● **Task brief**:
Each line with the word "know" must appear in the answer, copied from the records.

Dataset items

[Start of Attachment]

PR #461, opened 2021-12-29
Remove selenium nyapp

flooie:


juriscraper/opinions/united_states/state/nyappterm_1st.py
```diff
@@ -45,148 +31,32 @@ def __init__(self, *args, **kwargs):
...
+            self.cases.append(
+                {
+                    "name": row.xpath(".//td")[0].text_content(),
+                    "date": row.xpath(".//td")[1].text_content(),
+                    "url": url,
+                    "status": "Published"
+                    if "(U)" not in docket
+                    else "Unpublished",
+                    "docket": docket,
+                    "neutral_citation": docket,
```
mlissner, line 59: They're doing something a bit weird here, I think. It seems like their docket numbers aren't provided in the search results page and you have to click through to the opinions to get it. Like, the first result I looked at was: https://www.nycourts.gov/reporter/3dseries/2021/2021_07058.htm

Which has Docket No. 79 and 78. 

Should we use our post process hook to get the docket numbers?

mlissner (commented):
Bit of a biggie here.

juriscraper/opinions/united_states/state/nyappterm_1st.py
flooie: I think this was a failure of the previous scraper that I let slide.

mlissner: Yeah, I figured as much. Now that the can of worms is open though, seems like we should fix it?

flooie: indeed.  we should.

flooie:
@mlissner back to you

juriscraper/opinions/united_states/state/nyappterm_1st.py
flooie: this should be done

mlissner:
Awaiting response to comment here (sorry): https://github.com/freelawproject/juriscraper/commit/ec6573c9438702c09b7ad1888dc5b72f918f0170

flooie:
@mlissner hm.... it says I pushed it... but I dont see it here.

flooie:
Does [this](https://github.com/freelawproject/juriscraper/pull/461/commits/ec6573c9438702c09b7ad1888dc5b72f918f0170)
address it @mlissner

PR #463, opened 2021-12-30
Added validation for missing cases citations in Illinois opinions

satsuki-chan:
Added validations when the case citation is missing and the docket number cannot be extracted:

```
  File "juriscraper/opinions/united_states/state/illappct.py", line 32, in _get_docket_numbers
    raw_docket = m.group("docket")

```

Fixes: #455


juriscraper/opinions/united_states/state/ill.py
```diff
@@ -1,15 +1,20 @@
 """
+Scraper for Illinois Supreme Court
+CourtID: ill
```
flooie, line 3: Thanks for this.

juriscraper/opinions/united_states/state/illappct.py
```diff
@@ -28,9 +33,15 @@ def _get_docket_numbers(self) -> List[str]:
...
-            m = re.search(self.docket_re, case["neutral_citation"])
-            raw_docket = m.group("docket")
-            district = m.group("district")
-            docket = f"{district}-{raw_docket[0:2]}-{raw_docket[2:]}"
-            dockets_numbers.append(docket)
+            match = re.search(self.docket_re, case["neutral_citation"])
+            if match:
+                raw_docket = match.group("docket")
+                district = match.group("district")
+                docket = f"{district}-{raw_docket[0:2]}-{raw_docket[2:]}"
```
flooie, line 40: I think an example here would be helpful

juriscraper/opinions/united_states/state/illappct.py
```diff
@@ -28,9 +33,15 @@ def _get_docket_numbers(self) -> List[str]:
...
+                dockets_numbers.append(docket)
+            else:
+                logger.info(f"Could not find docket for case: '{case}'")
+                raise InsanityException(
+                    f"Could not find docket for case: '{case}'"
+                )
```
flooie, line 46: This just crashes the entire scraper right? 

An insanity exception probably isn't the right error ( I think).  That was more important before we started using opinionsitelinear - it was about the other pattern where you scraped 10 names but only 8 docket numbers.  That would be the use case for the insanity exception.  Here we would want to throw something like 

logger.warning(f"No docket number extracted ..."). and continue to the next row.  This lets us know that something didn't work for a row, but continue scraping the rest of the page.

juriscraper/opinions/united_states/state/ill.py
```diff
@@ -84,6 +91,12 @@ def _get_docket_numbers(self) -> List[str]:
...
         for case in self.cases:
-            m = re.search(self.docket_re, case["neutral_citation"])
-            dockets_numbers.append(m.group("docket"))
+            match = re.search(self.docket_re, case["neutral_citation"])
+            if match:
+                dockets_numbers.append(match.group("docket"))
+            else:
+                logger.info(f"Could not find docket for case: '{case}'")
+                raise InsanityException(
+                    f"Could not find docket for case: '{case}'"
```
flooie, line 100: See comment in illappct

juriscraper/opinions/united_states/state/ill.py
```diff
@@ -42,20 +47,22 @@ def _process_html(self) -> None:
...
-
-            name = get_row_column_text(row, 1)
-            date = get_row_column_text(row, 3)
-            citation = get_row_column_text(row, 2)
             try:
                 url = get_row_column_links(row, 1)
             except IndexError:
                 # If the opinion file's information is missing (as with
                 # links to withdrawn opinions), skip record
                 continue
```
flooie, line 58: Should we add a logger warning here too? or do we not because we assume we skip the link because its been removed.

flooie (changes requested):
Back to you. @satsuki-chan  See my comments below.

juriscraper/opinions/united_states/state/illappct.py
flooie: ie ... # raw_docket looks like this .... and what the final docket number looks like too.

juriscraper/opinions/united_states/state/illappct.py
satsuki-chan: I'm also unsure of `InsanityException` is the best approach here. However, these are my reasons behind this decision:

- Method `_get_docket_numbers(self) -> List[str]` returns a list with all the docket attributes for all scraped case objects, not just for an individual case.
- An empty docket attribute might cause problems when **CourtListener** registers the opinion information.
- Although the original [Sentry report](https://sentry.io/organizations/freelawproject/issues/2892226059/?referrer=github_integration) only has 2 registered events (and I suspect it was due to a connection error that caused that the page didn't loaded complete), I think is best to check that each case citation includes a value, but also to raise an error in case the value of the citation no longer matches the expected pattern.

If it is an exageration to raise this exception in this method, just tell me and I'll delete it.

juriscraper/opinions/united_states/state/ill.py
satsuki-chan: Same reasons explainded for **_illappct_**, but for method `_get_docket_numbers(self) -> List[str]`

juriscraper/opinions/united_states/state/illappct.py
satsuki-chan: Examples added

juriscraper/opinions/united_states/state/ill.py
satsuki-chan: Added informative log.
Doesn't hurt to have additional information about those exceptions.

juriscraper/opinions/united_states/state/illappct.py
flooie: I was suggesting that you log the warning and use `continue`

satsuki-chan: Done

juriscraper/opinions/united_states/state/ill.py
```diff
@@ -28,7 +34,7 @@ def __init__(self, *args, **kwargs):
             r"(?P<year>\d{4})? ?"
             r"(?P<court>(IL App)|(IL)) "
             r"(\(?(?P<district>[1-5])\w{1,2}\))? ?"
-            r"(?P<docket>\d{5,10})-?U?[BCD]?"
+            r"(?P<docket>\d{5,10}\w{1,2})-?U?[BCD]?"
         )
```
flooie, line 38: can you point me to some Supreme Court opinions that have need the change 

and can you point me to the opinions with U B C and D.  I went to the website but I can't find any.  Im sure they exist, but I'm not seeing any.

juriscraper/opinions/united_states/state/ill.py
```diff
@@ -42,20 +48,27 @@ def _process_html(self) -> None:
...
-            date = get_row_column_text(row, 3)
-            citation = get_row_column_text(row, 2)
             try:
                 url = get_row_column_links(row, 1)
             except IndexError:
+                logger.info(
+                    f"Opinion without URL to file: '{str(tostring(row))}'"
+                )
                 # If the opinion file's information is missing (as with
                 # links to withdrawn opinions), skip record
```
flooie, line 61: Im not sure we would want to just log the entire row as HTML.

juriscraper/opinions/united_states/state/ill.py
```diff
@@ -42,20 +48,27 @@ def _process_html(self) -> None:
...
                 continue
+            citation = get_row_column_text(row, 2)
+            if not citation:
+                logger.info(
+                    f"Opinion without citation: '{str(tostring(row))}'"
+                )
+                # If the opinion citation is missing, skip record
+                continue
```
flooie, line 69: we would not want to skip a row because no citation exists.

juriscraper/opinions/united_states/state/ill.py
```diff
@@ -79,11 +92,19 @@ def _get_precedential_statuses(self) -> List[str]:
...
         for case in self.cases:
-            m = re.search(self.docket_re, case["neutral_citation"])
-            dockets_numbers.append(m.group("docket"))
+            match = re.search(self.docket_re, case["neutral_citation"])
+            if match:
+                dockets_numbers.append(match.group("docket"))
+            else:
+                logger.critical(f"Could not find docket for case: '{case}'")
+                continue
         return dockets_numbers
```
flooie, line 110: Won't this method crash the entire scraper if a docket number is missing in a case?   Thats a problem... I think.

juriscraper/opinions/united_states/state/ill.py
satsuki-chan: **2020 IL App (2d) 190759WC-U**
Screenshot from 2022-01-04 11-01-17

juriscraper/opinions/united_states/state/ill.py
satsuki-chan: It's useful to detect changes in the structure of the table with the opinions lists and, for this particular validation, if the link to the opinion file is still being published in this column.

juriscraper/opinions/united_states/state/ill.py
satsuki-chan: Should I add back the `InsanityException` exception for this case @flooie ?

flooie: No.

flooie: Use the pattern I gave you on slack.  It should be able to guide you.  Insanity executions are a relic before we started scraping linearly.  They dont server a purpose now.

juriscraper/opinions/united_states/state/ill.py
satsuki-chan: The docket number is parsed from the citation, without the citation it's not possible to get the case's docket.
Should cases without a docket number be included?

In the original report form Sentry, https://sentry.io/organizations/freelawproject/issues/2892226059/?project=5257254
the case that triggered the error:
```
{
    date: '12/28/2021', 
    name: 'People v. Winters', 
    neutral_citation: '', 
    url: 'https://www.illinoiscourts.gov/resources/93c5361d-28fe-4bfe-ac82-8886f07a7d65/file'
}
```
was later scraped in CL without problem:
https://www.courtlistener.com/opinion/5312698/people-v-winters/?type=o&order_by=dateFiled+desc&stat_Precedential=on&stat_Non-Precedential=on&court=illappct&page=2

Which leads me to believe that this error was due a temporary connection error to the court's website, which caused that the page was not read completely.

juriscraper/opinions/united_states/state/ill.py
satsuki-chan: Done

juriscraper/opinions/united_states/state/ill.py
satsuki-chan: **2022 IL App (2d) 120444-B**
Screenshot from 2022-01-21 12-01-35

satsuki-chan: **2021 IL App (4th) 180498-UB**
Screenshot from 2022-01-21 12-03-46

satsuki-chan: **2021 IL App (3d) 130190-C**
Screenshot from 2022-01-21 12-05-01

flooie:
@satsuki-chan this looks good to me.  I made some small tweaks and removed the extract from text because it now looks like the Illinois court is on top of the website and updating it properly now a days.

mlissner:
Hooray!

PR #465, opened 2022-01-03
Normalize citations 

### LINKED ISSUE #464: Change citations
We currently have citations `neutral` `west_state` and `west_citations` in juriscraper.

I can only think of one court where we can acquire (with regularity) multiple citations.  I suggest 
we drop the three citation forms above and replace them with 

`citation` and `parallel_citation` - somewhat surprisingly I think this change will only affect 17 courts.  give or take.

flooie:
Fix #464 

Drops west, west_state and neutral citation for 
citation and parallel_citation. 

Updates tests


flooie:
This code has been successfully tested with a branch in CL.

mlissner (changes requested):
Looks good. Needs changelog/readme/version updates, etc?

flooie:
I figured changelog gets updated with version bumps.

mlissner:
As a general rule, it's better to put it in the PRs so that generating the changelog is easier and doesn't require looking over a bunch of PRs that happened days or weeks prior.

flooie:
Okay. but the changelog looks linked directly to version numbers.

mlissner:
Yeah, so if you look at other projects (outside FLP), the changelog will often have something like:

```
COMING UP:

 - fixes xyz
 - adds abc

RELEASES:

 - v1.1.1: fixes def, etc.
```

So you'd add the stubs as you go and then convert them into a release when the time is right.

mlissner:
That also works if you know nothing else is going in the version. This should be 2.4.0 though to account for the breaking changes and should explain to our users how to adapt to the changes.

[End of Attachment]

● **Solution below**:
logger.warning(f"No docket number extracted ..."). and continue to the next row.  This lets us know that something didn't work for a row, but continue scraping the rest of the page.
That also works if you know nothing else is going in the version. This should be 2.4.0 though to account for the breaking changes and should explain to our users how to adapt to the changes.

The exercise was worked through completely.